Exercise input Block Start

Issue #4274, opened 2024-08-13
LAMMPS PDF Documenation review


rbberger:
Current version: https://docs.lammps.org/Manual.pdf

Pages reviewed:
- [x] 123 - 399
- [x] 400 - 672
- [x] 673 - 948
- [x] 949 - 1220
- [x] 1221 - 1497
- [x] 1498 - 1770
- [ ] 1771 - 2042
- [ ] 2043 -  2314
- [x] 2315 - 2589
- [x] 2590 - 2838

sjplimp:
Here are my comments on 2590-2838

(a) 2678 - pair style tracker - do not see it in alphabetic list of styles, p 127
(b) 2837 - dump styles chapter is empty
(c) 2867 - Biblio chapter has a single entry
(d) 2869 and 2871 - Python and Fortran pages are near empty ?
(e) 2885, 2886 - index pages have 2-column overlaps

akohlmey:
> Here are my comments on 2590-2838
> 
> (a) 2678 - pair style tracker - do not see it in alphabetic list of styles, p 127
It is at the top where the other "non-standard" pair styles like hybrid, list, or kim are listed.

>  (b) 2837 - dump styles chapter is empty

Should be fixed with the latest changes in #4275 

> (c) 2867 - Biblio chapter has a single entry

That would be the *second* bibliograpy. This is generated when some file uses the LaTeX \cite like mechanism. Since we do not use it and use references and put the citations at the bottom of each .rst file, the (first) bibliography is compiled manually (it needs updating...)

> (d) 2869 and 2871 - Python and Fortran pages are near empty ?

There is only one Fortran module and two Python modules properly referenced in the documentation.
Changed the sphinx configuration to skip creating those.

> (e) 2885, 2886 - index pages have 2-column overlaps

This is a tricky one. Some indexed lines are very long. I've tried to shorten some by changing the sphinx configuration. For example for all C++ code the "LAMMPS_NS::" prefix is now dropped. That has the benefit that classes and functions are sorted into sections by their name and don't all show up under "L".
I've also included some LaTeX hack that will configure the index to be single column.

CI run just finished. The resulting PDF is here: https://ci.lammps.org/job/dev/job/pull_requests/job/build_docs/10336/artifact/lammps/doc/Manual.pdf

rbberger:
@akohlmey I've noticed that the CI generated PDF is a bit different to the one produced locally with newer Sphinx. Should we use a newer container just for the docs? Example:

[...]

PR #4275, opened 2024-08-13
Collected fixes and changes for LAMMPS and LAMMPS-GUI

akohlmey:
**Summary**

This collects small fixes, many from automated code analysis and compiler warnings.
Also, this contains the combined results of the documentation review #4274 

**Related Issue(s)**

Fixes #4274 
Closes #4281 

**Author(s)**

Axel Kohlmeyer, Temple U

**Licensing**

By submitting this pull request, I agree, that my contribution will be included in LAMMPS and redistributed under either the GNU General Public License version 2 (GPL v2) or the GNU Lesser General Public License version 2.1 (LGPL v2.1).

**Backward Compatibility**

No known issues.

**Implementation Notes**

The following individual changes  for LAMMPS are included:
- fix multi-thread bug when creating images with SSAO
- initialize class member pointers to null in constructor
- better error checking and error messages in `compute mliap`
- modernize checking for compatible fixes in pair styles lubricate, lubricate/poly, lubricateU, lubricateU/poly, brownian, brownian/poly
- modernize access to fixes in fix electrode/conp
- documentation review to complete issue #4274 
- update sphinx configuration settings to address issues mentioned in #4274
- changes from PR #4276 
- changes from PR #4277 
- changes from PR #4278 
- changes from PR #4279
- changes from PR #4283 
- changes from PR #4285 
- update Bibiliography.rst

The following individual changes for LAMMPS-GUI are included:
- skip adding data that deviates too much (5 sigma) from the previous 20 data points for cleaner graphs
- add option to add a smoothed plot to the chart using window averaging with a polynomial (Savitzy-Golay filter)
- update graph in Charts window only after a given minimum delay (default 500 milliseconds)

**Post Submission Checklist**

- [ ] The feature or features in this pull request is complete
- [x] Licensing information is complete
- [x] Corresponding author information is complete
- [x] The source code follows the LAMMPS formatting guidelines
- [ ] Suitable new documentation files and/or updates to the existing docs are included
- [ ] The added/updated documentation is integrated and tested with the documentation build system
- [x] The feature has been verified to work with the conventional build system
- [x] The feature has been verified to work with the CMake based build system
- [ ] Suitable tests have been added to the unittest tree.

PR #4277, opened 2024-08-14
Documentation updates/fixes

rbberger:
**Summary**

**Related Issue(s)**

#4274 

**Author(s)**
@rbberger 

**Licensing**

**Backward Compatibility**

**Implementation Notes**

**Post Submission Checklist**

### DIFF
--- a/doc/src/Commands_compute.rst
+++ b/doc/src/Commands_compute.rst
@@ -1,19 +1,21 @@
-.. table_from_list::
-   :columns: 3
+.. only:: html
 
-   * :doc:`General commands <Commands_all>`
-   * :doc:`Fix styles <Commands_fix>`
-   * :doc:`Compute styles <Commands_compute>`
-   * :doc:`Pair styles <Commands_pair>`
-   * :ref:`Bond styles <bond>`
-   * :ref:`Angle styles <angle>`
-   * :ref:`Dihedral styles <dihedral>`
-   * :ref:`Improper styles <improper>`
-   * :doc:`KSpace styles <Commands_kspace>`
-   * :doc:`Dump styles <Commands_dump>`
+   .. table_from_list::
+      :columns: 3
+   
+      * :doc:`General commands <Commands_all>`
+      * :doc:`Fix styles <Commands_fix>`
+      * :doc:`Compute styles <Commands_compute>`
+      * :doc:`Pair styles <Commands_pair>`
+      * :ref:`Bond styles <bond>`
+      * :ref:`Angle styles <angle>`
+      * :ref:`Dihedral styles <dihedral>`
+      * :ref:`Improper styles <improper>`
+      * :doc:`KSpace styles <Commands_kspace>`
+      * :doc:`Dump styles <Commands_dump>`
 
-Compute commands
-================
+Compute styles
+==============
 
 An alphabetic list of all LAMMPS :doc:`compute <compute>` commands.
 Some styles have accelerated versions.  This is indicated by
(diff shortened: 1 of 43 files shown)


doc/src/Commands_compute.rst
```diff
@@ -1,27 +1,13 @@
-.. table_from_list::
```
akohlmey, line 1: FYI these repeated lists were a special request by @sjplimp.
You could prefix all but the first with `.. only:: html` since this was for the HTML version only.

rbberger: I know, but they're beyond obsolete and duplicating the exact same navigation that is to the very left in the HTML version. Unless @sjplimp insists on keeping them, I would remove them.

sjplimp: I'm not sure what this is referring to, and if it is about whether or not it should be in the HTML version or PDF file or both ?

rbberger: lammps-docs-discussion

rbberger: In the HTML version it is redundant. In the PDF version it is more than 10 times the same table with no real purpose. So option A (as Axel suggests) is only show it in the HTML version, Option B (my preference) is get rid of the redundancy completely.

sjplimp:
I see what you mean now - thanks for the explanation.  For the PDF, you can remove all those small tables, as I don't think they are that useful in a PDF file.  For the HTML, I'd like to keep all of them.  The reason is I think the initial page (with General Commands) is likely the most-visited page in the LAMMPS manual (it's linked directly from the home page).  My reason for asking for the small table to be added to each sub-table page was to make it as simple-as-possible for users to find the command(s) they want.  When I go to that page I often flip back and forth between the different sub-tables (pair, fix, compute styles, etc) using the small table of links to look for 2 or 3 related commands. I think it's simpler to use as a compact table of all the command categories. I typically only use the sidebar to skip between top-level chapters..

rbberger:
@akohlmey finished my review of my part. feel free to discard 84c102fe369eadb7284f0b9bee27035bb4dc9db5, it's just a proposal and showcases how customizations are done.

akohlmey:
> @akohlmey finished my review of my part. feel free to discard [84c102f](https://github.com/lammps/lammps/commit/84c102fe369eadb7284f0b9bee27035bb4dc9db5), it's just a proposal and showcases how customizations are done.

@rbberger had to back it out because it made the PDF look strange:  https://ci.lammps.org/job/dev/job/pull_requests/job/build_docs/10376/artifact/lammps/doc/Manual.pdf
There must be some unwanted interaction between different LaTeX "hacks".

Perhaps you can try again after #4275 is merged and we have a new baseline?

rbberger:
> Perhaps you can try again after #4275 is merged and we have a new baseline?

@akohlmey looks like if we just avoid using `afterpage` and just do the regular commands right after the maketitle command it works as intended (the second page gets black too, which would be the backside of the first page).

akohlmey:
> > Perhaps you can try again after #4275 is merged and we have a new baseline?
>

Exercise input Block End

:: What you need to do ::
Search the data above and return each line in which "sjplimp" occurs.

:: Exercise solution ::
sjplimp:
akohlmey, line 1: FYI these repeated lists were a special request by @sjplimp.
rbberger: I know, but they're beyond obsolete and duplicating the exact same navigation that is to the very left in the HTML version. Unless @sjplimp insists on keeping them, I would remove them.
sjplimp: I'm not sure what this is referring to, and if it is about whether or not it should be in the HTML version or PDF file or both ?
sjplimp:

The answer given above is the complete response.